Pronova hit by short term worries, as long term value grows


The stock market has punished Pronova heavily for investing in its future, with the stock down 18% since the Norwegian fish oil group revealed plans to accelerate the expansion of its manufacturing capacity, a move that will hurt profits this year.

Despite the short term hit, the decision, announced alongside annual results last week, looks like good business sense. Marketing partner GlaxoSmithKline is about to embark on a big sales push of Lovaza in the US, a triglyceride-lowering pill which Pronova manufactures, using its fish oil-derived, active pharmaceutical ingredient omega-3.

With Glaxo promising to triple the sales force promoting the drug to more than 1,500 reps, and extolling the medicine’s potential, the investment does not seem like a rash decision. Also, the expenditure was always on the cards, it is just happening sooner than expected.

Earnings growth

In fact, analysts believe Pronova’s earnings will accelerate from 2010. If the ramp up goes to plan, by the end of 2010 the company’s production capacity will have doubled.

With growing demand in the US and Europe, where the drug is marketed as Omacor by other partners, the company needs that capacity as it is already producing as much fish oil as capacity allows.

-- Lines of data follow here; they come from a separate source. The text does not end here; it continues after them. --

Issue #187, opened 2014-09-20
Compiler Inconsistency: Can compile structs with function in global scripts but not in room scripts


edmundito:
It turns out that in a global script/script module source you can declare a struct with methods in them such as:

``` C++
// Module.asc
struct MyStruct {
  import function MyFunction();
};

function MyStruct::MyFunction() {
}
```

Trying to do the same thing in a room script will cause a script error because the compiler cannot properly find MyFunction:

> Variable 'MyStruct::MyFunction' is already imported

ivan-mogilko:
Confirmed to still present in 3.5.0.16.

ivan-mogilko:
Should have looked into this earlier. The reason is not the compiler itself, but that room scripts are compiled with an additional option:

https://github.com/adventuregamestudio/ags/blob/master/Editor/AGS.Native/ScriptCompiler.cpp#L76

ivan-mogilko:
I sort of *think* this might have been to prevent occasional mistakes in the times when there were no script modules but only a global script and global header. Then this could have been a solution for users mistakenly placing imported function implementation in the room script. But that's just a guess.

I think we may remove this, because it makes no sense now.

ivan-mogilko:
Fixed by e08de235c7154a82c681709aa69208a3a52972b8

fernewelten:
As far as I understand the issue with "overriding imports":

Let's do variables first and then functions.

In general, you have a module body `B.asc` and the corresponding module header `B.ash`: 
* When the body of the module is compiled, then the header file and the body file are compiled together.
* When all the other entities are compiled, then only the header file is included in front of the entities.

In the former case, the header file will have lots of `import` variables, but the engine should not import the variables really: To the contrary, the body file will provide local definitions for them, and the engine should work with these local versions. 

However, those variables need to be EXported in this case so that they can be available to other modules. So whenever a body file provides local definitions for a variable that has been `import`ed, then this local definition will “override” the `import` statement of the header file and convert it into an `export` instead.

Now, rooms are a special case. The AGS tries to economize on memory usage, and so it compiles each room into a separate “room program”. Whenever the player character changes rooms at runtime, the program for the old room is swapped out and the program for the new room is swapped in. This means that all the variables in room files are __not__ available to __other__ room files.

The room programs are assembled by joining (amongst others): 
* `globalscript.ash` (the header)
*  `globalscript.asc` (the body)
* and the respective room script.

[...]

PR #1310, opened 2021-06-09
adds a command line front end to the script compiler 

ericoporto:
Adding a command line front end for the script compiler. Named `agscc`, currently this is the output of `agscc --help`:

```
agscc v0.1.0 - A command line compiler for preprocessed ags scripts
Copyright (c) 2021 AGS Team and contributors

Usage: agscc <input.asc> <output.o> [OPTION...]
-H, --Headers HEADER  Header Files in order
-r, --roomscript      Use if is a room script
-h, --help            Print usage
```

If I modify the code I will update usage above. Only for Windows (for now), builds using a Solution and vcxproj, they are placed on the `Solutions` directory.

There are probably many errors, and I didn't write with any expectation of merging, I think at minimum having something to play can help writing an issue for what a script compiler should have - and also how to organize the files. :)

I was looking the original compiler files and could not figure how to get the editor from the following line:

https://github.com/adventuregamestudio/ags/blob/daf70322bf8677534d31570b7253a94ea16d5758/Editor/AGS.Native/ScriptCompiler.cpp#L71

(for testing I used a hacky tool I made to patch crm room files with the script obj output)

---

List of flags in the compiler today (here because they need to be in the interface)

https://github.com/adventuregamestudio/ags/blob/daf70322bf8677534d31570b7253a94ea16d5758/Common/script/cc_options.h#L22-L29

@rofl0r gave following suggestions for the name of the flags which we could use: 
```
 exportall (1/0) - export all functions automatically
 showwarnings (1/0) - printf warnings to console
 linenumbers (1/0) - include line numbers in compiled code
 autoimport (1/0) - when creating instance, export funcs to other scripts
 debugrun (1/0) - write instructions as they are processed to log file
 noimportoverride (1/0) - do not allow an import to be re-declared
 lefttoright (1/0) - left-to-right operator precedance
 oldstrings (1/0) - allow old-style strings
```

Note though that `noimportoverride` doesn't exists anymore in the editor so we should remove it.

Funnily in general settings not all compiler options are in the compiler area: https://adventuregamestudio.github.io/ags-manual/Settingupthegame.html#general-settings

#### adding preprocessor

There are certain conveniences gained by adding preprocessor support, we may need that here too. On the interface this means setting preprocessor macros. Here are two options on this from @rofl0r's list:

```
-D macro[=val] : define preprocessor macro
-E : run preprocessor only (create file with .i extension)
```

Though note that in this case a preprocessor has to be written.

---

I also have been thinking about passing individual headers through command line and am not sure this is the best way to go, I imagine any medium game would have like 60 different parameters for headers alone.
<details>

```
private void DefineMacrosAccordingToGameSettings(IPreprocessor preprocessor)
		{
			preprocessor.DefineMacro("AGS_NEW_STRINGS", "1");
			preprocessor.DefineMacro("AGS_SUPPORTS_IFVER", "1");
			if (_game.Settings.DebugMode)
			{
				preprocessor.DefineMacro("DEBUG", "1");
			}
			if (_game.Settings.EnforceObjectBasedScript)
			{
				preprocessor.DefineMacro("STRICT", "1");
			}
			if (_game.Settings.LeftToRightPrecedence)
			{
				preprocessor.DefineMacro("LRPRECEDENCE", "1");
			}
			if (_game.Settings.EnforceNewStrings)
			{
				preprocessor.DefineMacro("STRICT_STRINGS", "1");
			}
            if (_game.Settings.EnforceNewAudio)
            {
                preprocessor.DefineMacro("STRICT_AUDIO", "1");
            }
            if (!_game.Settings.UseOldCustomDialogOptionsAPI)
            {
                preprocessor.DefineMacro("NEW_DIALOGOPTS_API", "1");
            }
            // Define Script API level macros
            foreach (ScriptAPIVersion v in Enum.GetValues(typeof(ScriptAPIVersion)))
            {
                if (v == ScriptAPIVersion.Highest)
                    continue; // skip Highest constant
                if (v > _game.Settings.ScriptAPIVersionReal)
                    continue;
                preprocessor.DefineMacro(_scriptAPIVersionMacros[v], "1");
            }
            foreach (ScriptAPIVersion v in Enum.GetValues(typeof(ScriptAPIVersion)))
            {
                if (v == ScriptAPIVersion.Highest)
                    continue; // skip Highest constant
                if (v < _game.Settings.ScriptCompatLevelReal)
                    continue;
                preprocessor.DefineMacro(_scriptCompatLevelMacros[v], "1");
            }
        }
```

</details>

### DIFF
--- a/Compiler/CMakeLists.txt
+++ b/Compiler/CMakeLists.txt
@@ -42,6 +42,16 @@ source_group(TREE ${CMAKE_CURRENT_SOURCE_DIR} PREFIX "Source Files" FILES ${COMM
 
 add_library(AGS::Compiler ALIAS compiler)
 
+add_executable(agscc main.cpp)
+set_target_properties(agscc PROPERTIES
+        CXX_STANDARD 11
+        CXX_EXTENSIONS NO
+        C_STANDARD 11
+        C_EXTENSIONS NO
+        )
+
+target_link_libraries(agscc PUBLIC AGS::Compiler)
+
 if(AGS_TESTS)
     add_executable(
             compiler_test
--- a/Compiler/main.cpp
+++ b/Compiler/main.cpp
@@ -1,0 +1,151 @@
+#include "script/cs_compiler.h"
+#include "script/cc_options.h"
+#include "script/cc_error.h"
+#include "util/filestream.h"
+#include "util/file.h"
+#include "util/textstreamreader.h"
+#include "util/string_compat.h"
+
+using namespace AGS::Common;
+
+/* needs this or linker fails */
+extern int currentline; // in script/script_common
+
+std::pair<String, String> cc_error_at_line(const char* error_msg)
+{
+    return std::make_pair(String::FromFormat("Error (line %d): %s", currentline, error_msg), String());
+}
+
+String cc_error_without_line(const char* error_msg)
+{
+    return String::FromFormat("Error (line unknown): %s", error_msg);
+}
+
+
+const char *HELP_STRING = "Usage: agscc <input.asc> <output.o> [OPTION...] \n"
+"-H, --Headers HEADER  Header Files in order\n"
+"-r, --roomscript      Use if is a room script\n"
+"-h, --help            Print usage\n";
+
+int main(int argc, char* argv[])
+{
+    bool isRoomScript = false;
+    int h_i_start = 0;
+    int h_i_end = 0;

Pronova booked revenues of NKr1.01bn ($187m) in 2007, up 52% on the year before. Last year in the US, when the drug was marketed by Reliant Pharmaceuticals, in-market sales more than doubled to $300m.

Glaxo bought Reliant at the end of 2007 for $1.65bn for access to Lovaza, and with its greater marketing might, by 2012 analysts expect the drug to be generating $477m in the US. Those forecasts are likely to rise following news of the sales push.

Natural benefit

The British pharma giant is expecting great things, and at Glaxo’s own annual results presentation earlier this month, chief executive JP Garnier focused on the drug as a key growth driver.

Because Lovaza offers a natural way of lowering triglycerides dramatically, and the product has no warnings on the label, the company believes it could become very successful.

With safety scares such as Vioxx and Avandia fresh in the minds of many doctors and patients, a safe, natural product is likely to have a wide appeal, a fact that will not have escaped Glaxo.

Patent concerns

Despite the potential of the product, and the endorsement by Glaxo, shares in Pronova have lost 28% since they floated in Oslo on October 11 last year. Concern about the patent position in Europe has not helped.

The group lost an infringement case in Germany in November, causing the stock to drop 15%, and the outcome of a similar wrangle in Italy will be known this quarter.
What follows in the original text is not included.